PR #196, opened 2026-03-16
feat : GNSS Simulation

bnshr:
## Summary

Adds a software GNSS simulator to enable T-GM (Telco Grand Master) end-to-end testing in CI without physical GNSS receivers, Intel WPC NICs, or hardware DPLL.

## Motivation / Problem

[JIRA Ticket](https://redhat.atlassian.net/browse/CNF-21632)

The existing T-GM test suite (`PTP_TEST_MODE=tgm`) requires hardware that is unavailable in the Kind-cluster-based CI environment:

- Intel E810 WPC NICs (subsystem device `000e`)
- Physical GNSS receivers at `/dev/gnss`
- Hardware DPLL for clock synchronization
- u-blox GPS modules controlled via `ubxtool`

This blocks upstream CI coverage for T-GM clock state verification, holdover scenarios, and PTP event API validation.

## Solution

A new `ptp-tools/gnss-sim/` Go binary generates valid NMEA sentences (GNRMC, GNGGA, GPZDA) at 1 PPS over socat virtual serial ports. It includes:

- **DPLL state machine** — models LOCKED → HOLDOVER → FREERUN with clock class transitions (CC6 → CC7 → CC248)
- **HTTP control API** — `/api/signal/loss` and `/api/signal/restore` replace `ubxtool` commands for test orchestration
- **socat PTY integration** — `ts2phc` reads from `/dev/ttyGNSS_TS2PHC` as if it were a real GNSS device

A new test mode `PTP_TEST_MODE=tgm-sim` activates the simulation. WPC NIC detection functions are mocked at the test helper level so **`CreatePtpConfigWPCGrandMaster()` — the real config creation path — runs unchanged**. The only conditional is skipping the E810 plugin (pin maps, ubxtool) since netdevsim has no Intel ICE driver.

## Technical Details

**Architecture decision — mock detection, not config creation:**
Rather than creating a separate sim-specific config function, the detection layer (`getWPCEnabledIfaces`, `checkGNSSAvailabilityForIface`) returns simulated data when `IsSimulatedTGM()` is true. This keeps the config creation path identical to production. L2 discovery is bypassed because netdevsim interfaces cannot satisfy the solver's `StepIsWPCNic` constraint.

**Key files:**

| Area | Files |
|------|-------|
| Simulator | `ptp-tools/gnss-sim/` — main, nmea, simulator, dpll, api, entrypoint, unit tests |
| Container | `ptp-tools/Dockerfile.gnss-sim`, `scripts/configGNSS.sh` |
| Detection mock | `test/pkg/ptphelper/ptphelper.go` |
| Config path | `test/pkg/testconfig/testconfig.go` |
| Conformance tests | `test/conformance/serial/ptp.go` — 3 new contexts (verification, signal loss, CloudEvents v2) |
| CI pipeline | `scripts/run-on-vm.sh`, `scripts/run-tests.sh`, `ptp-tools/Makefile` |

**Breaking changes:** None. All changes are additive; existing test modes are unaffected.

**New dependencies:** None. The simulator is a standalone Go binary; the only runtime dependency is `socat` (installed in the container image).

## Testing

- **Unit tests:** 17/17 pass — NMEA generation, checksum integrity, DPLL state transitions, PPS status
- **`make fmt` + `go vet`:** clean
- **Ginkgo dry-run:** 5 simulated T-GM specs compile and are discoverable via `--focus=".*Simulated T-GM.*"`
- **Full e2e:** requires Kind cluster with netdevsim; run with `PTP_TEST_MODE=tgm-sim`

## Risks / Considerations

> **Reviewers should pay attention to:**

- **`ptphelper.go` detection mocks** — `getWPCEnabledIfaces()` and `checkGNSSAvailabilityForIface()` have early-return branches when `IsSimulatedTGM()`. Verify these don't affect real `tgm` mode (they are gated on `PTP_TEST_MODE=tgm-sim` only).
- **E810 plugin skip** — `CreatePtpConfigWPCGrandMaster()` passes `nil` plugins in sim mode. Confirm this doesn't break `createConfigWithTs2PhcAndPlugins()` when plugins are nil.
- **gpsd/gpspipe exclusion** — the simulated environment intentionally skips these processes since gnss-sim writes directly to the PTY. The sim-aware tests check only `ts2phc`, `phc2sys`, and `ptp4l`.

### Reviewer Checklist

- [ ] Implementation matches the proposed design, or proposal is updated to match implementation
- [ ] Sufficient unit test coverage
- [ ] Sufficient end-to-end test coverage
- [ ] Bug fixes are accompanied by regression test(s)
- [ ] e2e tests and flake fixes are accompanied evidence of flake testing, e.g. executing the test 100(0) times
- [ ] tech debt/todo is accompanied by issue link(s) in comments in the surrounding code
- [ ] Tests are comprehensible, e.g. Ginkgo DSL is being used appropriately
- [ ] Docs updated or added to /doc
- [ ] Commit messages sensible and descriptive
- [ ] Tests marked as [FLAKE] are truly flaky and have an issue
- [ ] Code is properly formatted

Assisted-by AI tool


test/conformance/serial/ptp.go
```diff
@@ -2344,6 +2344,278 @@ var _ = Describe("["+strings.ToLower(DesiredMode.String())+"-serial]", Serial, f
 			})
 		})
 
+		Context("Simulated T-GM Verification Tests", func() {
+			BeforeEach(func() {
+				if !ptphelper.IsSimulatedTGM() {
+					Skip("test valid only for simulated T-GM (PTP_TEST_MODE=tgm-sim)")
```
edcdavid: We should not create a new tgm-sim, the existing tgm scenario should already cover it by discovering the WPC card that provides the gnss hardware. The simulator should appear to the script as real HW so that ptp-operator performs as if on real hardware. The virtual NIC supporting gnss should have a pci ID that will make it be discovered as gnrd (supporting gnss)

edcdavid (commented):
Added some comments. Please add a detailed PR description for the new feature. This feature should be integrated with l2 discovery so that any scenario using gnss or telecom GM can discover this gnss.

ptp-tools/gnss-sim/api.go
```diff
@@ -0,0 +1,180 @@
...
+	s.mux.HandleFunc("/api/status", s.handleStatus)
+	s.mux.HandleFunc("/api/dpll", s.handleDPLLStatus)
+	s.mux.HandleFunc("/api/signal/loss", s.handleSignalLoss)
+	s.mux.HandleFunc("/api/signal/restore", s.handleSignalRestore)
+	s.mux.HandleFunc("/api/config", s.handleConfig)
+	return s
+}
+
+// ListenAndServe starts the HTTP server on the given address (e.g. ":9200").
+func (s *APIServer) ListenAndServe(addr string) error {
```
gtannous-spec, line 36: are we referring to this function in our codebase?

I see it is called via `http` instance at the `return`, but the wrapper is never called somewhere.

test/conformance/serial/ptp.go
```diff
@@ -2722,6 +3009,14 @@ func checkStabilityOfWPCGMUsingMetrics(fullConfig testconfig.TestConfig) {
 	checkPTPNMEAStatus(fullConfig, "1")
 }
 
+// checkStabilityOfSimGMUsingMetrics checks simulated T-GM stability
+// using only the processes and metrics available in the simulated environment.
+func checkStabilityOfSimGMUsingMetrics(fullConfig testconfig.TestConfig) {
```
gtannous-spec, line 3014: will this be referenced in our codebase?

test/pkg/ptphelper/ptphelper.go
```diff
@@ -1043,3 +1095,253 @@ func IsPTPOperatorVersionAtLeast(minVersion string) bool {
...
+	return gnssSimNmeaActive.Load()
+}
+
+// IsGnssSimulatedCI is true for conformance paths that target gnss-sim instead of gpsd/hardware GNSS.
+func IsGnssSimulatedCI() bool {
+	return UseGnssSimulation()
+}
+
+// IsIntegratedGnssSim is an alias for UseGnssSimulation (historical name).
+func IsIntegratedGnssSim() bool {
```
gtannous-spec, line 1235: will this be referenced in the codebase?

test/pkg/consts.go
```diff
@@ -28,6 +28,7 @@ const (
 	// policy name
 	PtpGrandMasterPolicyName      = "test-grandmaster"
 	PtpWPCGrandMasterPolicyName   = "test-wpc-grandmaster"
+	PtpSimGrandMasterPolicyName   = "test-sim-grandmaster"
```
gtannous-spec, line 31: this const is used in cleanup only but never in testconfig for config creations

test/pkg/ptphelper/ptphelper.go
```diff
@@ -1043,3 +1095,253 @@ func IsPTPOperatorVersionAtLeast(minVersion string) bool {
...
+	if port == "" {
+		port = "9200"
+	}
+	return fmt.Sprintf("http://%s:%s", host, port)
+}
+
+// GNSSSimSignalLoss calls POST /api/signal/loss on the gnss-sim, equivalent
+// to ubxtool CFG-NAVSPG-INFIL_NCNOTHRS,50,1 on real hardware.
+func GNSSSimSignalLoss() error {
+	resp, err := http.Post(GNSSSimAPIBase()+"/api/signal/loss", "application/json", nil)
```
gtannous-spec, line 1131: this is using a http method without a timeout (unless the default handles a certain timeout). 

I see this is called in the test suite, in case there is a crash in the gnss-container level the `http calls` will be blocked causing the entire CI test suite to freeze without log message instead of retry failure. 

Would probably be worthy adding a http client instance with a reasonable timeout and replace all the bare calls with it. WDYT @edcdavid

test/pkg/ptphelper/ptphelper.go
```diff
@@ -1043,3 +1095,253 @@ func IsPTPOperatorVersionAtLeast(minVersion string) bool {
...
+		return fmt.Errorf("gnss-sim signal loss returned %d: %s", resp.StatusCode, string(body))
+	}
+	logrus.Info("gnss-sim: signal loss triggered")
+	return nil
+}
+
+// GNSSSimSignalRestore calls POST /api/signal/restore on the gnss-sim, equivalent
+// to ubxtool CFG-NAVSPG-INFIL_NCNOTHRS,0,1 on real hardware.
+func GNSSSimSignalRestore() error {
+	resp, err := http.Post(GNSSSimAPIBase()+"/api/signal/restore", "application/json", nil)
```
gtannous-spec, line 1147: same as above.

test/pkg/ptphelper/ptphelper.go
```diff
@@ -1043,3 +1095,253 @@ func IsPTPOperatorVersionAtLeast(minVersion string) bool {
...
+	State           string `json:"state"`
+	FrequencyStatus int    `json:"frequencyStatus"`
+	PhaseStatus     int    `json:"phaseStatus"`
+	ClockClass      int    `json:"clockClass"`
+	PPSStatus       int    `json:"ppsStatus"`
+}
+
+// GNSSSimGetDPLLState retrieves the current DPLL state from the gnss-sim API.
+func GNSSSimGetDPLLState() (*GNSSSimDPLLState, error) {
+	resp, err := http.Get(GNSSSimAPIBase() + "/api/dpll")
```
gtannous-spec, line 1171: same as above.

test/pkg/ptphelper/ptphelper.go
```diff
@@ -1043,3 +1095,253 @@ func IsPTPOperatorVersionAtLeast(minVersion string) bool {
...
+	SignalActive bool    `json:"signalActive"`
+	GPSFix       int     `json:"gpsFix"`
+	Satellites   int     `json:"satellites"`
+	HDOP         float64 `json:"hdop"`
+	OffsetNs     int64   `json:"offsetNs"`
+}
+
+// GNSSSimGetStatus retrieves the current simulator state from the gnss-sim API.
+func GNSSSimGetStatus() (*GNSSSimStatus, error) {
+	resp, err := http.Get(GNSSSimAPIBase() + "/api/status")
```
gtannous-spec, line 1198: same as above

test/pkg/ptphelper/ptphelper.go
```diff
@@ -1043,3 +1095,253 @@ func IsPTPOperatorVersionAtLeast(minVersion string) bool {
...
+	var status GNSSSimStatus
+	if err := json.NewDecoder(resp.Body).Decode(&status); err != nil {
+		return nil, fmt.Errorf("gnss-sim status decode failed: %v", err)
+	}
+	return &status, nil
+}
+
+// GNSSSimIsHealthy returns true if the gnss-sim /health endpoint responds with 200 OK.
+func GNSSSimIsHealthy() bool {
+	resp, err := http.Get(GNSSSimAPIBase() + "/health")
```
gtannous-spec, line 1216: same as above

ptp-tools/gnss-sim/go.mod
```diff
@@ -0,0 +1,3 @@
+module github.com/k8snetworkplumbingwg/ptp-operator/ptp-tools/gnss-sim
+
+go 1.22
```
gtannous-spec, line 3: probably need to change this from `go 1.22` to `go 1.25` to align with the main project's Go version.

ptp-tools/gnss-sim/api.go
```diff
@@ -0,0 +1,180 @@
...
+//   - linuxptp-daemon: ts2phc reports nmea_status 0, servo s0
+//   - cloud-event-proxy: publishes GnssStateChange with FAILURE_NOFIX
+//   - DPLL: transitions LOCKED → HOLDOVER → FREERUN
+//   - Clock class: 6 → 7 → 248
+func (s *APIServer) handleSignalLoss(w http.ResponseWriter, r *http.Request) {
+	if r.Method != http.MethodPost {
+		http.Error(w, "method not allowed", http.StatusMethodNotAllowed)
+		return
+	}
+	s.state.SetSignal(false)
```
gtannous-spec, line 93: the signal loss mutation is not atomic across fields, each `SetSignal` and `SetGPSFix` acquire independently `SimState.mu` as I can see in `simulator.go` .
Between these two calls, the Go scheduler can run either of the two go-routines that concurrently read this same state object..
If either go-routine calls `Snapshot()` after `SetSignal(false) `returns but before `SetGPSFix(GPSFixNoFix) `executes, the snapshot will contain `SignalActive=false` with `GPSFix=3D`  a contradictory state that real GNSS hardware can't handle.

It's not guaranteed to happen as it depends on when the scheduler runs each go-routine. But it can happen, and in a test environment it might cause into a race condition.. it is time dependent and non-deterministic.

I guess it would be better to wrap this 2 correlated fields update under a single mutex lock. WDYT @edcdavid

ptp-tools/gnss-sim/api.go
```diff
@@ -0,0 +1,180 @@
...
+//
+//	ubxtool -P 29.25 -w 1 -v 3 -z CFG-NAVSPG-INFIL_NCNOTHRS,0,1
+//
+// Sets signal active with 3D fix and 12 satellites.
+func (s *APIServer) handleSignalRestore(w http.ResponseWriter, r *http.Request) {
+	if r.Method != http.MethodPost {
+		http.Error(w, "method not allowed", http.StatusMethodNotAllowed)
+		return
+	}
+	s.state.SetSignal(true)
```
gtannous-spec, line 112: same as above for these 3 lines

**EXERCISE DIRECTIONS**. Please go through the data above and copy each line that has the word "application".

**WRITTEN SOLUTION**.
+	resp, err := http.Post(GNSSSimAPIBase()+"/api/signal/loss", "application/json", nil)
+	resp, err := http.Post(GNSSSimAPIBase()+"/api/signal/restore", "application/json", nil)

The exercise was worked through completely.